Technical Field
The present invention relates to titanium alloys. More particularly, the present invention relates to titanium alloys that are alloyed with niobium and zirconium at specific atomic ratios by mechanical alloying and spark plasma sintering. These nanostructured titanium alloys are suited for but not limited to various biomedical and dental applications.
Description of the Related Art
The “background” description provided herein is for the purpose of generally presenting the context of the disclosure. Work of the presently named inventors, to the extent it is described in this background section, as well as aspects of the description which may not otherwise qualify as prior art at the time of filing, are neither expressly or impliedly admitted as prior art against the present invention.
Titanium and titanium alloys are widely employed in biomedical and dental applications due to their excellent combination of biocompatibility, corrosion resistance and mechanical properties. Titanium and titanium alloys are characterized by their good fatigue strength, relatively low Young's or tension modulus and low densities which give high specific strength-to-weight ratios allowing lighter and stronger structures.
Titanium (Ti) alloys are generally classified into four main structural categories: alpha, near-alpha, alpha and beta, and beta. Alpha alloys contain neutral alloying elements such as tin and/or alpha stabilizers such as aluminum or oxygen only and are not heat treatable. Near-alpha Ti alloys, in addition to alpha stabilizers, are alloyed with 1-2% of beta stabilizers such as molybdenum, silicon or vanadium. Alpha and beta alloys are metastable and can be heat treated; they generally include some combination of both alpha and beta stabilizers. Beta Ti alloys are also metastable and heat-treatable, containing sufficient beta stabilizers to allow them to maintain the beta phase when quenched.

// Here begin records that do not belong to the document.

PR #624, opened 2024-12-14
(doc) fix gzip compressor incorrect MTIME value which is already in seconds

ddeschenes-1:
Fix the gzip compressor inputstream and outputstream incorrect MTIME value which is already in seconds.
They should not divide or multiply by 1000.


garydgregory:
Hello @ddeschenes-1 

Thank you for your PR.

- The PR title is incorrect: This is NOT a documentation change
- The PR description is empty.

Otherwise, looks good!

ddeschenes-1:
I thought the doc said that without a jira, the (doc) must be added in commit first line.
So, that's what I do.

garydgregory:
Hi @ddeschenes-1 

Are there user-visible consequences to this fix?

ddeschenes-1:
The saved information in the gzip file is wrong. So, yes?

ddeschenes-1:
so, 1.28.0 this weekend? ;-)

PR #3717, opened 2026-05-01
Migrate data collection fragment to compose and improve UDF

shobhitagarwal1612:
Towards https://github.com/google/ground-android/issues/3709

This PR contains a series of refactorings and improvements to the Data Collection flow, moving it toward a more pure Compose architecture and better Unidirectional Data Flow (UDF) practices.

Key Changes:
 * Converted the xml layout to compose except for the view pager which will be taken up separately.
 * Replaced remaining instances of `mutableState` with `StateFlow`
 * Replaced legacy window insets with compose APIs.
 * Removed obsolete `TaskUpdated` state.
 

[Screen_recording_20260501_164001.webm](https://github.com/user-attachments/assets/fc6b272a-740f-4506-87f0-d7506440407f)

@andreia-ferreira  PTAL?


app/src/main/java/org/groundplatform/android/ui/datacollection/DataCollectionScreen.kt
```diff
@@ -0,0 +1,240 @@
...
+      title = R.string.data_collection_cancellation_title,
+      description = R.string.data_collection_cancellation_description,
+      confirmButtonText = R.string.data_collection_cancellation_confirm_button,
+      onConfirmClicked = { viewModel.confirmExit() },
+      onDismiss = { viewModel.dismissExitWarning() },
+    )
+  }
+}
+
+object DataCollectionScreenTestTags {
```
andreia-ferreira, line 87: this could be restricted to `@VisibleForTesting`

app/src/main/java/org/groundplatform/android/ui/datacollection/DataCollectionScreen.kt
```diff
@@ -0,0 +1,240 @@
...
+private fun LoadingContent(modifier: Modifier = Modifier) {
+  CircularProgressIndicator(
+    modifier = modifier.testTag(DataCollectionScreenTestTags.LOADING_INDICATOR)
+  )
+}
+
+@Composable
+private fun ErrorContent(code: DataCollectionErrorCode, modifier: Modifier = Modifier) {
+  Text(
+    text = "Error: $code",
```
andreia-ferreira: suggestion: maybe we can display an existing generic error message to the user in this case. The error code is already being logged in Timber so we can check that if needed

app/src/main/java/org/groundplatform/android/ui/datacollection/DataSubmissionConfirmationScreen.kt
```diff
@@ -57,14 +57,16 @@ import org.groundplatform.domain.model.locationofinterest.LoiReport
...
+  loiReport: LoiReport? = null,
+  onDismissed: () -> Unit,
+) {
   val baseModifier =
-    Modifier.fillMaxSize()
+    modifier
+      .fillMaxSize()
       .background(MaterialTheme.colorScheme.surface)
-      .padding(top = DEFAULT_TOOLBAR_HEIGHT)
       .systemBarsPadding()
```
andreia-ferreira: this should be removed, since the parent screen is now migrated to Compose and uses `Scaffold`, the insets are already handled. This would duplicate the bottom insets which makes the layout in smaller devices look like this: 

Image

app/src/main/java/org/groundplatform/android/ui/datacollection/DataCollectionScreen.kt
```diff
@@ -0,0 +1,240 @@
...
+
+  LinearProgressIndicator(
+    progress = { progress },
+    modifier =
+      modifier
+        .fillMaxWidth()
+        .offset { IntOffset(0, progressPositionY.toInt()) }
+        .testTag(DataCollectionScreenTestTags.PROGRESS_BAR),
+  )
+}
```
andreia-ferreira: now that this screen is in compose, would it be possible to move the progress bar directly into `TaskFooter`? This would simplify things quite a bit since we wouldn't have to rely on manually positioning it, we can make it part of that composable and pass on the `TaskPosition` to fill it correctly. What do you think?

shobhitagarwal1612: That's a great idea! Done.

app/src/test/java/org/groundplatform/android/ui/datacollection/components/TaskFooterTest.kt
```diff
@@ -69,4 +71,35 @@ class TaskFooterTest {
...
+
+    composeTestRule.setContent {
+      TaskFooter(
+        buttonActionStates = states,
+        onButtonClicked = {},
+        taskPosition = taskPosition,
+      )
+    }
+
+    composeTestRule.onNodeWithTag("progress_bar").assertIsDisplayed()
```
andreia-ferreira: suggestion: instead of hardcoding the tag, it could be exposed in the composable through a variable visible for testing

app/src/main/java/org/groundplatform/android/ui/datacollection/DataCollectionScreen.kt
```diff
@@ -0,0 +1,186 @@
...
+private fun DataCollectionUiState.getTitle(): String =
+  when (this) {
+    is DataCollectionUiState.TaskSubmitted -> stringResource(R.string.data_collection_complete)
+    is DataCollectionUiState.Ready -> job.name ?: ""
+    else -> ""
+  }
+
+@Composable
+private fun DataCollectionUiState.getSubtitle(): String? =
+  if (this is DataCollectionUiState.Ready) loiName else null
```
andreia-ferreira, line 190: worth adding a check if `loiName` is not empty too before returning it. Otherwise, before the LOI is defined, `getSubtitle()` returns an empty string instead of null, which causes the empty Text to still take vertical space and slightly misalign the toolbar title:

Image

andreia-ferreira (commented):
just a couple of small things and it's good to go! Great progress 🚀 🚀

andreia-ferreira (approved):

PR #3735, opened 2026-05-13
Replace ViewPager2 with Compose-based TaskScreenContainer for Data Collection

### LINKED ISSUE #3709: [KMP] Migrate ViewPager2 in DataCollectionFragment with a Compose HorizontalPager

shobhitagarwal1612:
Fixes https://github.com/google/ground-android/issues/3709

This PR overhauls the data collection flow by migrating it to a Compose-based architecture. It removes the legacy `ViewPager2` and fragment-based approach (`DataCollectionTaskFragment`, `DataCollectionViewPagerAdapter`) in favor of a new `TaskScreenContainer`. It also refactors event handling to be more deeply integrated with ViewModels.

**Key Changes:**
- [x] Replace `ViewPager2` and task fragments with Compose-based `TaskScreenContainer`.
- [x] Replace custom `TaskMapFragmentContainer` with the official Compose `AndroidFragment`.
- [x] Move map fragment instantiation into individual Compose task screens.
- [x] Simplify event handling in `DataCollectionViewModel` by removing `MutableSharedFlow` and using UI effects.
- [x] Remove `onButtonClicked` parameter from task screens and handle clicks via individual ViewModels.
- [x] Refactor `OpenSettings` and `SetAwaitingPhotoCapture` to use `DataCollectionViewModel` UI effects.
- [x] Fix failing tests and clean up unused imports/parameters.

**Steps to verify:**
1. Open the app and start a new data collection submission.
2. Verify that you can navigate smoothly between tasks (Next/Previous).
3. Check map-based tasks (Drop Pin, Draw Area, Capture Location) to ensure the map renders correctly and interactions work as expected.
4. Test permission dialogs and photo capture to ensure the new UI effects handle them properly.

@andreia-ferreira PTAL?


app/src/main/java/org/groundplatform/android/ui/datacollection/tasks/location/CaptureLocationTaskScreen.kt
```diff
@@ -82,9 +83,7 @@ fun CaptureLocationTaskScreen(
  * @param showPermissionDeniedDialog Whether to show the permission denied dialog.
  * @param onDismissAccuracyCard Callback when the accuracy card is dismissed.
  * @param onAllowLocationClicked Callback when the allow location button is clicked in the dialog.
- * @param onOpenSettings Callback to open app settings.
  * @param onButtonClicked Callback when a button is clicked.
- * @param mapContent Composable for rendering the map.
```
andreia-ferreira, line 87: nit: this parameter is still in the arguments so it should be part of the kdoc

app/src/main/java/org/groundplatform/android/ui/datacollection/tasks/point/DropPinTaskScreen.kt
```diff
@@ -41,17 +44,20 @@ import org.groundplatform.ui.theme.AppTheme
  * routing.
  *
  * @param viewModel The view model for this task.
- * @param mapContent Composable for rendering the map.
```
andreia-ferreira, line 44: nit: same comment as above. The params here in general don't match the ones in the composable

app/src/main/java/org/groundplatform/android/ui/datacollection/tasks/polygon/DrawAreaTaskScreen.kt
```diff
@@ -95,7 +102,6 @@ fun DrawAreaTaskScreen(
  * @param onLoiNameAction Callback when user interacts with the LOI name dialog.
  * @param onInstructionsDismiss Callback when user dismisses the instructions dialog.
  * @param onDismissSelfIntersectionDialog Callback when the self-intersection dialog is dismissed.
- * @param mapContent Composable for rendering the map.
```
andreia-ferreira, line 98: nit: same comment as above

app/src/main/java/org/groundplatform/android/ui/datacollection/DataCollectionViewModel.kt
```diff
@@ -332,7 +319,22 @@ internal constructor(
...
+              when (event) {
+                DataCollectionEvent.NavigatePrevious -> onPreviousClicked(taskId)
+                DataCollectionEvent.NavigateNext -> onNextClicked(taskId)
+                DataCollectionEvent.ShowLoiDialog -> openLoiNameDialog()
+                DataCollectionEvent.OpenSettings ->
+                  viewModelScope.launch { _uiEffects.send(DataCollectionUiEffect.OpenSettings) }
+                is DataCollectionEvent.SetAwaitingPhotoCapture ->
+                  viewModelScope.launch {
+                    _uiEffects.send(DataCollectionUiEffect.SetAwaitingPhotoCapture(event.awaiting))
+                  }
```
andreia-ferreira: suggestion: the logic for each of these events could be extracted to a separate method like the events above

andreia-ferreira (commented):
The only issue I found was when restoring a draft where the current task was conditional. Clicking on any of the previous/next buttons makes the app crash. Tested this behavior on master to confirm it's not an existing issue and couldn't reproduce

https://github.com/user-attachments/assets/53fa927f-848a-496e-bfa7-64b4cd67b560

tested on API 24 and 36 and happens on both

shobhitagarwal1612:
@andreia-ferreira Thanks for catching the bug! I think it was happening because of using `relativeIndex` instead of `absoluteIndex` for rendering tasks. But I was unable to reproduce it locally. Could you please try again with your local setup and check if this resolves the issue?

andreia-ferreira:
thanks for looking into it, I tested it again but it seems to still happen unfortunately. You can try to join [this survey link](https://ground-dev-sig.web.app/android/survey/YyCAsc39zt6Lzgis6wF1) which I used in the recording below, to see if you can reproduce it too


[Screen_recording_20260514_105749.webm](https://github.com/user-attachments/assets/07ba628b-67a1-48d4-aa8e-6670ea727591)

shobhitagarwal1612:
There is an issue with creating new conditional surveys with the web client. Could you please make the above linked survey public or add me as a collaborator?

andreia-ferreira:
@shobhitagarwal1612 added you to the survey's data collectors. The 'Conditionals test' survey should show up on your device now

shobhitagarwal1612:
Upon deeper investigation, I found that the issue is happening due to the complete migration from fragment to compose based views. Earlier during draft resume flow, all task fragments were auto-loaded by the view pager. This used to instantiate their view model and add their values to `taskDataHandler`. 

With the new architecture, only the current active task and it's view model are loaded. Therefore, unvisited previous task responses are missing from the collected `ValueDelta`, causing the crash.

The proposed solution is to pre-populate `taskDataHandler` with all draft values immediately after data collection state becomes `Ready`.

andreia-ferreira (approved):
tested again and it works smoothly, thanks for fixing the issue with the drafts! This was quite a big refactor and the data collection flow looks simpler now, great work! 🎉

Beta Ti alloys can also be solution treated and aged to improve strength.
Titanium is commonly alloyed with aluminum and vanadium to form alpha and beta Ti alloys as biomaterials, such as Ti-6Al-4V. However, Al and V pose toxicity problems and can adversely affect health. Ti-6Al-4V also suffers from poor shear strength and poor surface wer properties in certain loading conditions. More recently, beta Ti alloys with low Young's modulus and including niobium (Nb), zirconium (Zr) and tantalum (Ta) elements have been developed by melt solidification. Although Ti alloys incorporating these elements exhibit Young's modulus values that are closer to that of human bone (i.e. ˜55 GPa), Ti, Nb, Zr and Ta are difficult to melt homogeneously by a melt casting process because these elements have a large difference in melting points and specific gravities.

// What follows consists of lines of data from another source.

PR #3750, opened 2026-05-20
[Code health] Don't allow saving a duplicate vertex during polygon drawing session

shobhitagarwal1612:
Towards #3679

Separate committed and tentative vertices in `PolygonDrawingSession`. This allows the persistence layer to safely store only the committed vertices without having to assume that the last vertex is user committed vertex or not.

Changes verified using unit tests and testing the flow on a physical device.

@andreia-ferreira  PTAL?


app/src/main/java/org/groundplatform/android/ui/datacollection/tasks/polygon/PolygonDrawingSession.kt
```diff
@@ -28,6 +28,12 @@ interface PolygonDrawingSession {
   /** The list of committed vertices in the current drawing session. */
   val vertices: List<Coordinates>
 
+  /** The tentative vertex that tracks the uncommitted active position (e.g. camera target). */
+  val tentativeVertex: Coordinates?
```
andreia-ferreira: this is only used in the implementation, does it need to be exposed in the interface?

app/src/test/java/org/groundplatform/android/ui/datacollection/tasks/polygon/DrawAreaTaskViewModelTest.kt
```diff
@@ -199,11 +199,11 @@ class DrawAreaTaskViewModelTest : BaseHiltTest() {
 
     viewModel.removeLastVertex()
 
-    assertThat(featureTestObserver.value()?.tooltipText).isEqualTo("1,565,109 m")
+    assertThat(featureTestObserver.value()?.tooltipText).isNull()
```
andreia-ferreira, line 202: this changes the behavior of the test, since the tooltip text is not being checked anymore, is this intended?

app/src/main/java/org/groundplatform/android/ui/datacollection/tasks/polygon/PolygonDrawingSessionImpl.kt
```diff
@@ -34,56 +35,60 @@ class PolygonDrawingSessionImpl : PolygonDrawingSession {
...
+    get() = _tentativeVertex?.let { _vertices + it } ?: _vertices
 
-    updatedVertices.add(vertex)
+  @VisibleForTesting(otherwise = VisibleForTesting.PRIVATE)
+  internal val redoVertexStack = mutableListOf<Coordinates>()
 
-    _vertices = updatedVertices.toImmutableList()
-  }
+  override val hasSelfIntersection: Boolean
+    get() = isSelfIntersecting(displayVertices)
```
andreia-ferreira, line 47: I can't seem to close the polygons. When debugging i noticed that `isSelfIntersecting` now returns true when getting the state of the complete button. It could be because now this method checks `displayVertices` which includes the `tentativeVertex`, and that is equal to the first vertex

https://github.com/user-attachments/assets/ebcc2906-b89e-42d5-93c0-41fbd9f51889

shobhitagarwal1612: I'm unable to reproduce this on my device. Are you able to consistently reproduce it or is it flaky?

andreia-ferreira: it's consistently reproducible. But I've found out it's because I was clicking twice to drop the first point because clicking the first time doesn't make the white circle marker to show up until the camera is dragged. So I believe the problem is that dropping two points in the starting vertex is allowed, but then leads to an invalid polygon

shobhitagarwal1612: Apologies for the delay. Fixed now

andreia-ferreira (commented):
Tested and works well 👍 Just a UI/UX question, the first vertex doesn't display a circle on it anymore, only after moving the map, is it intended? 

https://github.com/user-attachments/assets/f253a6a8-52a6-4889-9218-c24f805af1cd

shobhitagarwal1612:
Let me take another pass.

Additionally, nanostructured materials are known to possess unique surfaces and exceptional mechanical properties similar to those of the human bones. It has also reported that the surface of metallic materials which possess low micron to nanophase topography can enhance and increase the adhesion of osteoblasts which are cells that create the matrix of bone. Hence, nanostructured materials are considered to be the future generation orthopedic biomaterials.

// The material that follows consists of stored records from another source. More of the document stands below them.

Issue #3715, opened 2026-04-30
Instant offline PDF report


jo-spek:
As discussed in issue https://github.com/google/ground-android/issues/3373, an immediate result to share or store on the phone has been requested by multiple actors in the field.

The QR code holding the GeoJSON at the end of a survey (https://github.com/google/ground-android/issues/3575) was highly appreciated by participants in workshops in Cameroon in April 2026 and even makes the app more accessible to farmers themselves (no need to go through survey organizers and Ground platform anymore for a direct result with a tangible value for a farmer.)

The possibility to locally download the PDF report which holds all the survey questions and survey answers in a tabular overview, the GeoJSON QR code, and the images would go a long way in making Ground more accessible and useful to the target audience.

jo-spek:
This design suggestion from Victor accidentally landed in the Ground platform issues:

https://github.com/google/ground-platform/issues/2242#issuecomment-3902800948

<img width="309" height="662" alt="Image" src="https://github.com/user-attachments/assets/aaabbaaf-bd3b-46b6-9a00-a077445c6595" />

kenstershiro:
- Edge case to handle: need a submissions list to handle which submission the PDF should be for (if there is more than one)
- @gino-m  to follow up with  @vittorino for this edge case
- suggest separte pdfs per submission

kenstershiro:
Additional request to add an image of the polygon will be in a follow up ticket

kenstershiro:
- Use case of multiple submissions associated to an LOI: agreed to display the latest submission only for the first release
- Currently the PDF is only generated locally (for offline use), in future the plan is to generate it server-side from the web platform. At this point we could also include displaying a list of all submissions for the LOI
- Request from Cameroon to put the QR code with the location on a separate page (ideally the first page), ideally on a different page size (A5) if feasible - can be done as a follow up

PR #3758, opened 2026-05-28
Introduce PdfExportService and platform interfaces

andreia-ferreira:
Towards #3715

Introduces the scaffolding for PDF export of submission data. This is platform-independent and has the `PdfExportService` as entry point. The provider/renderer/launcher interfaces will be implemented on the platform level on the next PR. This new code is part of a new KMP module `:feature:pdf`

Additionally, as a small cleanup, removed the jvm from the `core:ui` gradle config because otherwise all expect/actual logic would have to be also implemented on jvmMain. Also added androidLibrary target to `core:testing` so that the fake testing classes are possible to be used by modules that contain that target

This introduces no functionality changes.

@shobhitagarwal1612 PTAL?


feature/pdf/src/commonMain/kotlin/org/groundplatform/feature/pdf/PdfExportService.kt
```diff
@@ -0,0 +1,71 @@
...
+  suspend fun export(request: Request, action: Action) {
+    val outputPath = mutex.withLock {
+      withContext(coroutineDispatcher) {
+        outputProvider.pruneOldFiles()
+        val path = outputProvider.newFilePath(request.fileName)
+        if (!outputProvider.exists(request.fileName)) {
+          val images = imageProvider.load(request.qrContent, request.document.photoFilenames())
+          try {
+            renderer.render(request.document, images, path)
+          } finally {
```
shobhitagarwal1612, line 53: If `renderer.render()` throws an exception (e.g. out of memory, disk full, etc.), a partially written or corrupted 0-byte file might be left on the disk. To prevent opening/sharing broken PDFs, please consider catching exceptions during rendering and delete the corrupted file. Then re-throw the exception so it can be handled upstream

feature/pdf/src/commonMain/kotlin/org/groundplatform/feature/pdf/mapper/LoiReportMapper.kt
```diff
@@ -0,0 +1,108 @@
...
+            loiName = loiReport.loiName,
+            rows = rows,
+          ),
+      )
+    val timestamp =
+      "${dateFormatter.formatDate(details.dateMillis)}_${dateFormatter.formatTime(details.dateMillis)}"
+    val fileName =
+      listOf(details.surveyName, loiReport.loiName, details.userName, timestamp)
+        .map { it.filter(::isSafeFileChar) }
+        .filter { it.isNotBlank() }
```
shobhitagarwal1612, line 63: Will this work for other locales (e.g. japanese or arabic characters)?

shobhitagarwal1612 (changes requested):

feature/pdf/src/commonMain/kotlin/org/groundplatform/feature/pdf/PdfExportService.kt
andreia-ferreira: thanks for catching this. Added the exception handling :+1:

feature/pdf/src/commonMain/kotlin/org/groundplatform/feature/pdf/mapper/LoiReportMapper.kt
andreia-ferreira: good point, this would not work. I updated it so now characters from all languages are preserved

shobhitagarwal1612 (approved):

PR #3780, opened 2026-06-10
Add jacoco plugin to android multiplatform libs

andreia-ferreira:
Only `:app` and `:core:domain` were reporting test coverage at the moment. At the moment, the jacoco setup supported only kmp modules with a jvm target. This PR adds the code to the jacoco gradle script, so that android multiplatform libs correctly report their coverage and applies the plugin to `:core:ui` and `:feature:pdf`.

@shobhitagarwal1612 PTAL?


shobhitagarwal1612 (approved):
💯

It is a non-limiting objective of the present invention to provide titanium alloys that meet the criteria for biomaterials in terms of biocompatibility, resistance to corrosion, mechanical properties and cytotoxicity. It is another object to provide a bioactive surface nanomaterial that promotes a greater amount of protein adsorption to stimulate new bone formation than conventional biomaterial structure.